From the data below, return all lines holding the string "names".

── PROVIDED RECORDS ──

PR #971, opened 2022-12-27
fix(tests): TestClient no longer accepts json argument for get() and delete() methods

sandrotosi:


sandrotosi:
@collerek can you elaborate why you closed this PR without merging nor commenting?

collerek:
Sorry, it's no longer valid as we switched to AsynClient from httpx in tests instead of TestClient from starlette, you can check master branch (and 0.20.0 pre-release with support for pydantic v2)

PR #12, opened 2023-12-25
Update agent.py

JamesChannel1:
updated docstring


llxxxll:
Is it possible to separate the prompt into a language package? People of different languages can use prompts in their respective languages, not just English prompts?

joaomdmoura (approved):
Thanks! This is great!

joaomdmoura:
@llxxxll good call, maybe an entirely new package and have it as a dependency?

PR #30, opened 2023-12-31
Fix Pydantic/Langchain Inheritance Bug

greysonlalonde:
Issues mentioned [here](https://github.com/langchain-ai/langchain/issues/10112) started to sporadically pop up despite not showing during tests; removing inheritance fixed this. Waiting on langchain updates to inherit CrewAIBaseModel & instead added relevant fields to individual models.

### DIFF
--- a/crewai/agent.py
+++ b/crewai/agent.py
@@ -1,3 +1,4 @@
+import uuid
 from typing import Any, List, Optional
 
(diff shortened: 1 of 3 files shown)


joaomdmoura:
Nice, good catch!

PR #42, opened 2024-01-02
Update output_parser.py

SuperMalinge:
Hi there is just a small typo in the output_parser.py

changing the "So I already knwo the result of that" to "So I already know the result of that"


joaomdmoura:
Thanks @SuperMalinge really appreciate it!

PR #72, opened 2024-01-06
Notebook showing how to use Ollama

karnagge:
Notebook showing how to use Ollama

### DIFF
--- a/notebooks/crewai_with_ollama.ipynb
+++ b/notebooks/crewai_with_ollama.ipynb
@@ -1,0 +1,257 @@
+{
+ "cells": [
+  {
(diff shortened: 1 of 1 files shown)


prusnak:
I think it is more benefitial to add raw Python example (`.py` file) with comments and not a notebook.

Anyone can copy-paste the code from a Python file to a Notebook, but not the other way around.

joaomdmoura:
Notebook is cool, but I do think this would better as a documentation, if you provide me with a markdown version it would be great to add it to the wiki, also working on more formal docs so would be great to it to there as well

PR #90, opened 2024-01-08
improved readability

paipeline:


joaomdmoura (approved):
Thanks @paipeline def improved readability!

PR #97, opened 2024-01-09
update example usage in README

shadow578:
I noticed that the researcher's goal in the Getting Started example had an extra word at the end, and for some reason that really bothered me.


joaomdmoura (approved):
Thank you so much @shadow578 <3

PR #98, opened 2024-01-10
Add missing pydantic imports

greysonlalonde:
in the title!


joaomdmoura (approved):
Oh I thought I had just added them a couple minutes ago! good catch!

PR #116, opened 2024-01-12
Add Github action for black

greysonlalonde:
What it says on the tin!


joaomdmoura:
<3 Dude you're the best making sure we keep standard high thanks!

───
── PROVIDED RECORDS ──

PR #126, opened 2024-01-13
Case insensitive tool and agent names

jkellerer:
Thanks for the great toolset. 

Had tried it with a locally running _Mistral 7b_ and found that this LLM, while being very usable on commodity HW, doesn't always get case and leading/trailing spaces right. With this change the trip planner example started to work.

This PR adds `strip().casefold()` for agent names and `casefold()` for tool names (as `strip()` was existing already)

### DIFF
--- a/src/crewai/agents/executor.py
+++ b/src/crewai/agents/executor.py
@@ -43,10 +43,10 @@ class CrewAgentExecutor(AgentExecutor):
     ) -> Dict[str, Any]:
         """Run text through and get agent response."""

───
── PROVIDED RECORDS ──

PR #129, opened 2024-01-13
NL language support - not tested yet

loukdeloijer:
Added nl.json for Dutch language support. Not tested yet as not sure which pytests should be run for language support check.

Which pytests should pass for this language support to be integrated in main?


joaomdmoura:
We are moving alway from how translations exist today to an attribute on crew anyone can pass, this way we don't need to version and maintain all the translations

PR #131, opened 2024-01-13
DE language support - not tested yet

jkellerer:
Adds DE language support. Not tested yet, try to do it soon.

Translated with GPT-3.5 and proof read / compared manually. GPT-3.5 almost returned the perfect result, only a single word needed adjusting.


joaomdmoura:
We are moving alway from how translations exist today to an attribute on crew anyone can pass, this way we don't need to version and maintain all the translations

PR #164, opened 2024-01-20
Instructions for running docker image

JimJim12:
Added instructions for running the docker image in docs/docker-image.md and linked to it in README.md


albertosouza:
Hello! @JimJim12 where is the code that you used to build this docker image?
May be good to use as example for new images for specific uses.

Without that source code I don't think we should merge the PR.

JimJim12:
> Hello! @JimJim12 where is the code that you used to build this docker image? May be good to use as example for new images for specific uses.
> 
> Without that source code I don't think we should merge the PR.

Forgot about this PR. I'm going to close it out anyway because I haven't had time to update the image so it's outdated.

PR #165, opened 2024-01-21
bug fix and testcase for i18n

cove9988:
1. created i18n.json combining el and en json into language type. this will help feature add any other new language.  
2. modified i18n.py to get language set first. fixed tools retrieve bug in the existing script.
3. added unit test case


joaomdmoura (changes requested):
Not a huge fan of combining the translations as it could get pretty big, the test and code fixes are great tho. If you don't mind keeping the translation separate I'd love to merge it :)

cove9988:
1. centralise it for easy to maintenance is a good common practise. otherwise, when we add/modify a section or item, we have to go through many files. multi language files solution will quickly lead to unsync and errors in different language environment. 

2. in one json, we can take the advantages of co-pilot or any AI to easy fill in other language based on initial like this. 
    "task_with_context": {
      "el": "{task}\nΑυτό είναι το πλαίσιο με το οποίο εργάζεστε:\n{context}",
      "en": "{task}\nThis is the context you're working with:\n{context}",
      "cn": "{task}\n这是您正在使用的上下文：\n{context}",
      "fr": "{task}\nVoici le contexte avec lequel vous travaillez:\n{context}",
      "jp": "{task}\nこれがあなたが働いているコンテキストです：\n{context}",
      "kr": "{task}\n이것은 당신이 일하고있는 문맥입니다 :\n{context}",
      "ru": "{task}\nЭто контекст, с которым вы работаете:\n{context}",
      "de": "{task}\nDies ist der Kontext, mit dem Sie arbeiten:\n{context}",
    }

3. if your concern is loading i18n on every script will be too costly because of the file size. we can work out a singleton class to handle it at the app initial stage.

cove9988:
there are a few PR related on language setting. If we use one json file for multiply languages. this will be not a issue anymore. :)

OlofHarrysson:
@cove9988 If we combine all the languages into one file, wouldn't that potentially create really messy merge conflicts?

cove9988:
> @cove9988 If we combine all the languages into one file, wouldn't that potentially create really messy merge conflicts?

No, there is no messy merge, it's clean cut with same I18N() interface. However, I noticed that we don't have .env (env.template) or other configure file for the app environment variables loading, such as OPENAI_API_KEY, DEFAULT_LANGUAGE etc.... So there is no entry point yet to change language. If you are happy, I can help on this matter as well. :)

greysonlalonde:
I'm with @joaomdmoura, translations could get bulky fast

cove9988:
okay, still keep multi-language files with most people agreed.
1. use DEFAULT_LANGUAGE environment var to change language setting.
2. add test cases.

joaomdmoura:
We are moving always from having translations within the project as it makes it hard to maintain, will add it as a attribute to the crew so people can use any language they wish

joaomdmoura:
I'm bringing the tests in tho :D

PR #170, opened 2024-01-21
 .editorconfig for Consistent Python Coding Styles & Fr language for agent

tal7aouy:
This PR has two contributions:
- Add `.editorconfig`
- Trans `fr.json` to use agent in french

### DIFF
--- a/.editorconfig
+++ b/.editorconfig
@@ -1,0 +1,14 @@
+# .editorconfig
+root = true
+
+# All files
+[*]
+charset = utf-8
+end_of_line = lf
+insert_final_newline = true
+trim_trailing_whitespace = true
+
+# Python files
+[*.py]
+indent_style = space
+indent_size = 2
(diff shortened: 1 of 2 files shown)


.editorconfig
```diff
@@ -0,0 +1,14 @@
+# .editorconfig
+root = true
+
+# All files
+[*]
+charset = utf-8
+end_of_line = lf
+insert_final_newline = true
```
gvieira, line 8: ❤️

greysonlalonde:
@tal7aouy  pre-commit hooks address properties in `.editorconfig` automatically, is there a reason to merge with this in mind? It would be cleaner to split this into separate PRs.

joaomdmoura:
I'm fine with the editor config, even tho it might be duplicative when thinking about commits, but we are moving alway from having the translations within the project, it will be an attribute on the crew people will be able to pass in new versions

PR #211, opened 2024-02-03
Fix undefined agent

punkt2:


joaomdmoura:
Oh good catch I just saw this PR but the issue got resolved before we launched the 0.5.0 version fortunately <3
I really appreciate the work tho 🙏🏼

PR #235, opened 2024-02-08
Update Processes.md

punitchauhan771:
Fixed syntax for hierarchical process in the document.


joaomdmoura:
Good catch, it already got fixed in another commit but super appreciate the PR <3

───

RESULT:
Case insensitive tool and agent names
This PR adds `strip().casefold()` for agent names and `casefold()` for tool names (as `strip()` was existing already)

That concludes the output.